With this feature, code changes above done manually are not required any more. Intel® Extension for PyTorch\* optimizations will be applied automatically during execution in a monkey patch way. 
* Automatically import `intel_extension_for_pytorch` package: It applies Intel® Extension for PyTorch\* optimizations, such as: `torch.embedding_bag`, `torch.cpu.amp.autocast`. It also registers Intel® Extension for PyTorch\* JIT fusion pass and thus benefits the graph mode inference performance.
* Automatically apply `ipex.optimize()` function.

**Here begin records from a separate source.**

PR #1295, opened 2026-07-21
Auth/PM-40520 - Registration - Open Org Invite Seal / Unseal Support 

JaredSnider-Bitwarden:
## 🎟️ Tracking

https://bitwarden.atlassian.net/browse/PM-40520
Tech breakdown: https://github.com/bitwarden/tech-breakdowns/tree/main/auth/PM-39706-open-invite-registration-crossing

## 📔 Objective

To provide a simple API on the Auth registration client to seal and unseal the new open organization invite link data so it can be safely carried through the registration with email verification process.


crates/bitwarden-auth/src/registration/seal_open_org_invite_data.rs
```diff
@@ -0,0 +1,216 @@
...
+    open_org_invite_data::{RegistrationOpenOrgInviteData, RegistrationOpenOrgInviteDataV1},
+    registration_client::{RegistrationClient, RegistrationError},
+};
+
+/// The plaintext invite context that a registrant will consume on the verification-email tab to
+/// complete the open-organization-invite acceptance. All three fields are required.
+#[cfg_attr(feature = "wasm", derive(Tsify), tsify(into_wasm_abi, from_wasm_abi))]
+#[cfg_attr(feature = "uniffi", derive(uniffi::Record))]
+#[derive(Serialize, Deserialize, Debug, Clone, PartialEq)]
+pub struct OpenOrgInviteData {
```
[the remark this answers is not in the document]
JaredSnider-Bitwarden: Claude here: Good catch — verified that `LoginRequest` (and every send-access / login-via-password / webauthn-prf model) uses `#[serde(rename_all = "camelCase")]`; only `JitMasterPasswordRegistrationRequest` and its `post_keys_for_*` siblings are the outlier, and that's the pattern I originally mirrored. Since nothing has shipped yet, aligning `OpenOrgInviteData` on camelCase in e843bb4b2.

Only features enabled by default parameter values are supported, such as:
    * Auto generate FX or Jit Graph.
    * Auto Channel Last convert.
    * Conv-Bn folding.
    * Weight prepack.
    * Replace dropout with identity.
    * Optimize LSTM.
* Automatically apply `torch.cpu.amp.autocast` with BFloat16 data type for inference.

## Example Usage with HuggingFace
Let's take the [QA case](https://github.com/huggingface/transformers/tree/main/examples/pytorch/question-answering) in HuggingFace as an example.

### The origin command with ipex launch
Here is the command to run with [`ipexrun`](../performance_tuning/launch_script.md).
```
clear && ipexrun --memory-allocator default --ninstances 2 --ncores-per-instance 28 run_qa.py --model_name_or_path bert-base-uncased --dataset_name squad --do_eval --per_device_train_batch_size 12 --learning_rate 3e-5 --num_train_epochs 2 --max_seq_length 384 --doc_stride 128 --output_dir /tmp/debug_squad/
```

### Command to apply ipex optimization for FP32
Added `--auto-ipex`
```
clear && ipexrun --memory-allocator default --ninstances 2 --ncores-per-instance 28 --auto-ipex run_qa.py --model_name_or_path bert-base-uncased --dataset_name squad --do_eval --per_device_train_batch_size 12 --learning_rate 3e-5 --num_train_epochs 2 --max_seq_length 384 --doc_stride 128 --output_dir /tmp/debug_squad/
```

### Command to apply ipex optimization for BF16
Added `--auto-ipex --dtype bfloat16`
```
clear && ipexrun --memory-allocator default --ninstances 2 --ncores-per-instance 28 --auto-ipex --dtype bfloat16 run_qa.py --model_name_or_path bert-base-uncased --dataset_name squad --do_eval --per_device_train_batch_size 12 --learning_rate 3e-5 --num_train_epochs 2 --max_seq_length 384 --doc_stride 128 --output_dir /tmp/debug_squad/
```

## Use Case not supported
### Module uses forward method explicitly instead of the `__call__` attr 
```
import torch
class DummyModule(torch.nn.Module):
    def __init__(self,):
        super(DummyModule, self).__init__()
        self.input1 = torch.randn(1, 3, 224, 224)
        self.conv = torch.nn.Conv2d(3, 64, kernel_size=(7, 7), stride=(2, 2), padding=(3, 3))
        self.bn = torch.nn.BatchNorm2d(64, eps=1e-05, momentum=0.1, affine=True, track_running_stats=True)

    def forward(self, x):
        return self.bn(self.conv(x))

    def customized_forward(self, x):
        return self.bn(self.conv(x))

# Method1 will success
DummyModule()(input)
# Method2 will fail to apply ipex.optimize in the top-level model
DummyModule().customized_forward(input)
```
If a model uses forward method explicitly instead of the `__call__` attr, we are unable to hook the execution of this model. As result, we are unable to auto apply the optimizations to this `DummyModule()`.

### Already using `ipex.optimize`
User already invokes `ipex.optimize` in script is not targeted for this feature. The behaviour as repeated invoking of `ipex.optimize` is not defined. The second invoking of `ipex.optimize` for the same module will fail with error message to avoid this behaviour.

### Already using Jit Trace
For Jit trace case (as below example code) is not planned to support at first stage:
```
import torch
model = Model().eval()
traced_model = torch.jit.trace(model, x).eval()
traced_model = torch.jit.freeze(traced_model)
with torch.no_grad():
    for input in dataloader():
        traced_model(input)
```
For 2 reasons:
* The auto graph mode support has already been included in `ipex.optimize` with graph first API in 1.13.
* Extra launch parameters and Monkey patches are needed to support above case. We will focus on the feasibility of first use case in TorchVision and HuggingFace workloads.